3.6. Create the Test Class

Let’s define the SalaryCommissionPercentageCalculatorUnitTest class:

class SalaryCommissionPercentageCalculatorUnitTest {
    private SalaryCommissionPercentageCalculator testTarget = new SalaryCommissionPercentageCalculator();

    @ParameterizedTest
    @MethodSource("provideReferenceTestScenarioTable")
    void givenReferenceTable_whenCalculateAverageCommission_thenReturnExpectedResult(Level level,
      Type type, Seniority seniority, SalesImpact impact, double expected) {
        BigDecimal got = testTarget.calculate(level, type, seniority, impact);
        assertEquals(BigDecimal.valueOf(expected), got);
    }

    private static Stream<Arguments> provideReferenceTestScenarioTable() {
        return Stream.of(
                Arguments.of(L1, FULL_TIME_COMMISSIONED, JR, LOW, 0.26),
                Arguments.of(L1, CONTRACTOR, SR, MEDIUM, 0.12),
                Arguments.of(L1, FREELANCER, MID, HIGH, 0.11),
                Arguments.of(L2, FULL_TIME_COMMISSIONED, SR, HIGH, 0.18),
                Arguments.of(L2, CONTRACTOR, MID, LOW, 0.11),
                Arguments.of(L2, FREELANCER, JR, MEDIUM, 0.24),
                Arguments.of(L3, FULL_TIME_COMMISSIONED, MID, MEDIUM, 0.17),
                Arguments.of(L3, CONTRACTOR, JR, HIGH, 0.28),
                Arguments.of(L3, FREELANCER, SR, LOW, 0.12)
        );
    }
}

To understand what’s happening, let’s break down the code.

The test method uses JUnit 5 Parameterized Tests with the @MethodSource annotation to use a method as an input data provider.

provideReferenceTestScenarioTable() provides the same data in the Orthogonal Array of section 3.4. as a Stream of arguments.

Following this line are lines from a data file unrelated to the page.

Issue #1720, opened 2016-03-23
API Changes: COAP


cabelitos:
#### Task Description
- [x] Remove typedefs
- [x] Replace all `CONTENTTYPE`s with `CONTENT_TYPE`. Example `SOL_COAP_CONTENTTYPE_NONE` should be `SOL_COAP_CONTENT_TYPE_NONE`
- [x] `LINKFORMAT` -> `LINK_FORMAT`
- [x] `MAKE_RSPCODE` -> `sol_coap_make_response_code()`
- [x] Replace `RSPCODE` with `RESPONSE_CODE`
- [x] `responsecode` -> `response_code`
- [x] `SOL_COAP_TYPE_NONCON` -> `SOL_COAP_TYPE_NON_CON`
- [x] Use `size_t` for sizes instead of `uint16_t` - Examples - `sol_coap_add_option()` argument `len` should be a size_t
- [x] `sol_coap_header_set_ver()` -> `sol_coap_header_set_version()`
- [x] `sol_coap_header_get_ver()` -> `sol_coap_header_get_version()`
- [x] `sol_coap_packet_notification_new()` -> `sol_coap_packet_new_notification()`
- [x] `sol_coap_packet_request_new()` -> `sol_coap_packet_new_request()`
- [x] `sol_coap_unobserve_server()` -> `sol_coap_unobserve_by_token()`
- [x] `sol_coap_uri_path_to_buf()` -> `sol_coap_path_to_buffer()`
- [ ] Remove `sol_coap_secure_server_new()` and `sol_coap_server_new()` should receive a `bool` argument that flags if the server is secure or not

#### Dependencies
None.

otaviobp:
most of tasks fixed in #2024 
Assigning to @ceolin because he is working in last issue

cabelitos:
We're leaving the sizes as `uint16_t`
The last issue (`sol_coap_secure_server`) is fixed in https://github.com/solettaproject/soletta/pull/2185

cabelitos:
merged

PR #2024, opened 2016-05-12
CoAP API style changes

otaviobp:
Fix issue #1720

### DIFF
--- a/bindings/nodejs/src/functions/oic-client-resource-ops.cc
+++ b/bindings/nodejs/src/functions/oic-client-resource-ops.cc
@@ -44,7 +44,7 @@ public:
     bool isOneShot;
 };
 
-static void requestAnswered(void *data, sol_coap_responsecode_t code,
+static void requestAnswered(void *data, sol_coap_response_code_t code,
     struct sol_oic_client *client,
     const struct sol_network_link_addr *address,
     const struct sol_oic_map_reader *response) {
@@ -160,7 +160,7 @@ typedef int (*ObserveAPI)(
     struct sol_oic_resource *res,
     void(*callback)(
         void *data,
-        sol_coap_responsecode_t response_code,
+        sol_coap_response_code_t response_code,
         struct sol_oic_client *cli,
         const struct sol_network_link_addr *addr,
         const struct sol_oic_map_reader *repr_map),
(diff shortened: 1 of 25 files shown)


src/lib/comms/sol-coap.c
```diff
@@ -1072,7 +1072,7 @@ sol_coap_packet_new_request(sol_coap_method_t method, sol_coap_msgtype_t type)
 }
 
 SOL_API int
-sol_coap_add_option(struct sol_coap_packet *pkt, uint16_t code, const void *value, uint16_t len)
+sol_coap_add_option(struct sol_coap_packet *pkt, uint16_t code, const void *value, size_t len)
```
vcgomes: The use of `uint16_t` documents that the option format only allows an option length that can be represented in 16 bits (the actual max would be 65804 IIRC, but I didn't see much value in supporting that).

If you really want to change this, also update `coap_option_encode()` and `coap_parse_option()` to take this into account.

src/lib/comms/include/sol-coap.h
```diff
@@ -78,7 +78,7 @@ extern "C" {
  *
  * Refer to RFC 7252, section 12.2 for more information.
  */
-typedef enum {
+enum sol_coap_option_num_t {
```
vcgomes: Please remove the `_t` suffix as well, I don't think it's used for enums.

glima: ugh, -1 as well. if you were really following our patterns you'd remove the typedef (no _t)

src/lib/comms/sol-coap.c
glima: I also prefer to document on .h's for those with 16bit limits then to change the type

src/lib/comms/include/sol-coap.h
glima: And now I see that the enum part was done :)

bindings/nodejs/src/functions/oic-client-resource-ops.cc
```diff
@@ -44,7 +44,7 @@ class OicClientRequest: public OicCallbackData {
     bool isOneShot;
 };
 
-static void requestAnswered(void *data, sol_coap_responsecode_t code,
+static void requestAnswered(void *data, sol_coap_response_code_t code,
```
cabelitos: I would also remove the `_t` suffix.

src/lib/comms/sol-coap.c
barbieri: keep `uint16_t`

otaviobp:
merged with fixes

PR #2025, opened 2016-05-12
Export SOL_FEATURE_FILESYSTEM flag

otaviobp:


glima:
Ack

src/lib/common/include/sol-certificate.h
```diff
@@ -74,6 +77,8 @@ void sol_cert_unref(struct sol_cert *cert);
  */
 const char *sol_cert_get_filename(const struct sol_cert *cert);
 
+#endif /*SOL_FEATURE_FILESYSTEM*/
```
edersondisouza: It may be a noob question, but shouldn't you also ifdef implementation?

otaviobp: We only have a implementation for linux so far, that is using filesystem for all methods.

edersondisouza: On 12-05-2016 13:31, Otávio wrote:
> In src/lib/common/include/sol-certificate.h
> <https://github.com/solettaproject/soletta/pull/2025#discussion_r63052225>:
>
>> @@ -74,6 +77,8 @@ void sol_cert_unref(struct sol_cert *cert);
>>   */
>>  const char *sol_cert_get_filename(const struct sol_cert *cert);
>>
>> +#endif /*SOL_FEATURE_FILESYSTEM*/
>
> We only have a implementation for linux so far, that is using filesystem
> for all methods.

Fair then =D

otaviobp:
merged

Each Argument.of() call corresponds to a test scenario and the calculate() call’s expected result.

Finally, we call calculate() using the provided parameters and use assertEquals() to compare the actual with the expected result.

4. Pros and Cons of Gray Box Testing

In our example, the total number of permutations for the input of calculate() is 81. We used OAT to reduce that number to 9 while maintaining good test coverage. 

Trying all input combinations may become difficult if the input size becomes too big. For example, in a system with 10 variables and 10 values, the total number of scenarios would be 10 e10. Testing such a high number of scenarios is impractical. We can reduce that number by using OAT and avoid a combinatorial explosion of the input.

Therefore, the main advantage of the OAT technique is that it improves test code maintainability and development speed without losing test coverage. 

On the other hand, the OAT technique and gray box testing generally have the downside of not covering all possible input permutations. Thus, we might miss an essential test scenario or a problematic edge case.

5. Conclusion

In this article, we’ve examined the OAT technique to understand gray box testing.

Using this technique, we drastically reduced the number of test scenarios. However, we must properly evaluate when to use it as we might miss important edge cases.

As always, the example code is available over on GitHub.